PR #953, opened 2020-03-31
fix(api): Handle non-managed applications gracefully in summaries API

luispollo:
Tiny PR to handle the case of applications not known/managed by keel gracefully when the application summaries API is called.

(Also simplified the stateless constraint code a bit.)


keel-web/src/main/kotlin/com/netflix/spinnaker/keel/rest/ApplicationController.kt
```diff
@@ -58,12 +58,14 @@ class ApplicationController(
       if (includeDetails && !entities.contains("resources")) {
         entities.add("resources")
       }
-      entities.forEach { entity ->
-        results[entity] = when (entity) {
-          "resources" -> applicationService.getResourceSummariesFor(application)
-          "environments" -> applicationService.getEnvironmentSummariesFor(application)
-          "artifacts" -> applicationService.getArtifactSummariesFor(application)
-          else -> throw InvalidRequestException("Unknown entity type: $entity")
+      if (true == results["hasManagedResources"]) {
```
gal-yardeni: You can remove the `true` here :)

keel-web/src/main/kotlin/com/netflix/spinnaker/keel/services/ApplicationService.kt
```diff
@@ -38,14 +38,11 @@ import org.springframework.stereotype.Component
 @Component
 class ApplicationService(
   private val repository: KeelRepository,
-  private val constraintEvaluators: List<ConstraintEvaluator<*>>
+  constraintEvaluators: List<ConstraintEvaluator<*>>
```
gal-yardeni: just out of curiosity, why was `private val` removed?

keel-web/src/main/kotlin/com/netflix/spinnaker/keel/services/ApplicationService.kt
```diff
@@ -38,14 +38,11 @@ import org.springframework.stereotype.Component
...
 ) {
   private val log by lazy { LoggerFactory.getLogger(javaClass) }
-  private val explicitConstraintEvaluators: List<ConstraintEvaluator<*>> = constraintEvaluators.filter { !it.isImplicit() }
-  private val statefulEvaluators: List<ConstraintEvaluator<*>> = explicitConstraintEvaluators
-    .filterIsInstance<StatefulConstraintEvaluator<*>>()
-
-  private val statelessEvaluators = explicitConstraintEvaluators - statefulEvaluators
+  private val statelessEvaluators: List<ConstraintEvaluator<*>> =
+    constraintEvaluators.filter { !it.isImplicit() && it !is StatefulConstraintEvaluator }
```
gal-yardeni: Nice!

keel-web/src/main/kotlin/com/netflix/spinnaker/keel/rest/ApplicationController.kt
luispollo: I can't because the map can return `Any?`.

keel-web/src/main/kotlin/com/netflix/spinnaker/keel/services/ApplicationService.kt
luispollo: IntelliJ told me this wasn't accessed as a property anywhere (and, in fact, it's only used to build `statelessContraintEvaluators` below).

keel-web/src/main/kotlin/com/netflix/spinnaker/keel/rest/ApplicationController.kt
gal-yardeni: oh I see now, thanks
★ ★ ★ ★
> ASSIGNED TASK:
Character for character, reproduce all of the lines above.

> ANSWER SPACE:
PR #953, opened 2020-03-31
fix(api): Handle non-managed applications gracefully in summaries API

luispollo:
Tiny PR to handle the case of applications not known/managed by keel gracefully when the application summaries API is called.

(Also simplified the stateless constraint code a bit.)


keel-web/src/main/kotlin/com/netflix/spinnaker/keel/rest/ApplicationController.kt
```diff
@@ -58,12 +58,14 @@ class ApplicationController(
       if (includeDetails && !entities.contains("resources")) {
         entities.add("resources")
       }
-      entities.forEach { entity ->
-        results[entity] = when (entity) {
-          "resources" -> applicationService.getResourceSummariesFor(application)
-          "environments" -> applicationService.getEnvironmentSummariesFor(application)
-          "artifacts" -> applicationService.getArtifactSummariesFor(application)
-          else -> throw InvalidRequestException("Unknown entity type: $entity")
+      if (true == results["hasManagedResources"]) {
```
gal-yardeni: You can remove the `true` here :)

keel-web/src/main/kotlin/com/netflix/spinnaker/keel/services/ApplicationService.kt
```diff
@@ -38,14 +38,11 @@ import org.springframework.stereotype.Component
 @Component
 class ApplicationService(
   private val repository: KeelRepository,
-  private val constraintEvaluators: List<ConstraintEvaluator<*>>
+  constraintEvaluators: List<ConstraintEvaluator<*>>
```
gal-yardeni: just out of curiosity, why was `private val` removed?

keel-web/src/main/kotlin/com/netflix/spinnaker/keel/services/ApplicationService.kt
```diff
@@ -38,14 +38,11 @@ import org.springframework.stereotype.Component
...
 ) {
   private val log by lazy { LoggerFactory.getLogger(javaClass) }
-  private val explicitConstraintEvaluators: List<ConstraintEvaluator<*>> = constraintEvaluators.filter { !it.isImplicit() }
-  private val statefulEvaluators: List<ConstraintEvaluator<*>> = explicitConstraintEvaluators
-    .filterIsInstance<StatefulConstraintEvaluator<*>>()
-
-  private val statelessEvaluators = explicitConstraintEvaluators - statefulEvaluators
+  private val statelessEvaluators: List<ConstraintEvaluator<*>> =
+    constraintEvaluators.filter { !it.isImplicit() && it !is StatefulConstraintEvaluator }
```
gal-yardeni: Nice!

keel-web/src/main/kotlin/com/netflix/spinnaker/keel/rest/ApplicationController.kt
luispollo: I can't because the map can return `Any?`.

keel-web/src/main/kotlin/com/netflix/spinnaker/keel/services/ApplicationService.kt
luispollo: IntelliJ told me this wasn't accessed as a property anywhere (and, in fact, it's only used to build `statelessContraintEvaluators` below).

keel-web/src/main/kotlin/com/netflix/spinnaker/keel/rest/ApplicationController.kt
gal-yardeni: oh I see now, thanks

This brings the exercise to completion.